Tujuh belas pulau buatan tumbuh bagaikan untaian mutiara di lepas pantai Jakarta. Kapal-kapal tersebut merupakan kebanggaan para kapal keruk Belanda yang ingin memberikan ciri khas Belanda kepada wilayah tersebut dengan proyek bernilai miliaran dolar ini. Namun kartu nama tersebut minggu ini ternoda oleh skandal korupsi yang dianggap besar bahkan menurut standar Indonesia. “Pulau Golf”, tempat bangunan pertama baru mulai muncul, tidak memiliki izin penting, dan di balik kata “izin” tampaknya ada dunia manipulasi dan penyelundupan sejumlah besar uang.
Arisman Wijaja dipenjara oleh Komisi Pemberantasan Korupsi KPK. Dia adalah CEO pengembang real estate besar Agung Pomodoro Land, yang sedang mengembangkan Gulf Island. Wijaga dituduh memberikan 70.000 euro kepada anggota dewan kota untuk mempercepat prosedur mendapatkan izin pembagian pulau. Penasihat Muhammad Al-Senussi juga ditangkap. Sugianto “Agwan” Sukuma, pimpinan raksasa konstruksi lainnya, Agung Sedayu Group, juga menghadapi kemungkinan dakwaan oleh KPK. Dia tidak diizinkan meninggalkan negaranya saat ini.

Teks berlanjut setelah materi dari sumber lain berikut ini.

PR #3441, opened 2019-02-18
Add AGPL disclaimer

jason-fox:
* As requested by TSC.

### DIFF
--- a/README.md
+++ b/README.md
@@ -269,7 +269,25 @@ tag `fiware-orion`
 
 ## License
 
-Orion Context Broker is licensed under Affero General Public License (GPL)
-version 3.
+Orion Context Broker is licensed under [Affero General Public License (GPL)
+version 3](./LICENSE).
 
 © 2019 Telefonica Investigación y Desarrollo, S.A.U
+
+### Are there any legal issues with AGPL 3.0? Is it safe for me to use?
+
+There is absolutely no problem in using a product licensed under AGPL 3.0. Issues with GPL 
+(or AGPL) licenses are mostly related with the fact that different people assign different 
+interpretations on the meaning of the term “derivate work” used in these licenses. Due to this,
+some people believe that there is a risk in just _using_ software under GPL or AGPL licenses
+(even without _modifying_ it).
+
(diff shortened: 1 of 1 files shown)


README.md
```diff
@@ -269,7 +269,25 @@ tag `fiware-orion`
...
+There is absolutely no problem in using a product licensed under AGPL 3.0. Issues with GPL 
+(or AGPL) licenses are mostly related with the fact that different people assign different 
+interpretations on the meaning of the term “derivate work” used in these licenses. Due to this,
+some people believe that there is a risk in just _using_ software under GPL or AGPL licenses
+(even without _modifying_ it).
+
+For the avoidance of doubt, the owners of this software licensed under an AGPL-3.0 license  
+wish to make a clarifying public statement as follows:
+
+> Please note that software derived as a result of modifying the source code of this
```
fgalan: This is the same text we have in the old catalogue, isn't it?

jason-fox: Yes - more specifically this the text from the TSC minutes from this morning.

fgalan: Ok. However, I think the text should be moved up, so the copyright mark "© 2019 Telefonica Investigación y Desarrollo, S.A.U" ends at the end of the README.md file.

jason-fox: Satisfying all conflicting requirements within the limitations of a `README` is tricky. 

screenshot 2019-02-19 at 10 12 51

The idea of keeping the copyright with the License section  it is obvious that  the copyright refers to the license - i.e. _Telefonica holds the copyright and licenses under APGL_. In an ideal world we wouldn't need the final disclaimer.

If you move the copyright below the disclaimer it appears to imply the following  _This software is licensed under AGPL, the  copyright of the **disclaimer** held by Telefonica_

Yes, ideally common practice states license at the bottom, copyright last line. It is typically just a couple of lines and doesn't have any extra text. However adding the disclaimer is an old requirement and since this week's TSC agreement was that the  disclaimer must be placed prominently in the `README` I see  leaving copyright above the disclaimer as less likely to cause confusion than moving it below.

fgalan: Makes sense.

NTC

Setelah penangkapan tersebut, semua perizinan untuk mega proyek tersebut kini sedang diabaikan. Apa yang terjadi, menurut sebuah surat kabar lokal, adalah “kekacauan hukum”, dan kekacauan ini, dalam kasus terburuk, dapat berarti akhir dari keseluruhan proyek yang melibatkan perusahaan-perusahaan terbesar Belanda – perusahaan teknik Witteveen, Bos, Haskoning dan buldoser. Van Oord dan Boskalis masih bekerja, dan berharap bisa bekerja selama bertahun-tahun.
Rencana ambisius
“Ini jelas tidak baik untuk bisnis,” kata Peter Frog dari Haskoning. Jika hal tersebut tidak baik bagi perusahaan, maka juga tidak baik bagi buldoser Belanda, karena mereka adalah garda terdepan dalam proyek ini. Vroij: “Sebuah perusahaan Belanda beroperasi di hampir setiap pulau di 17 pulau.”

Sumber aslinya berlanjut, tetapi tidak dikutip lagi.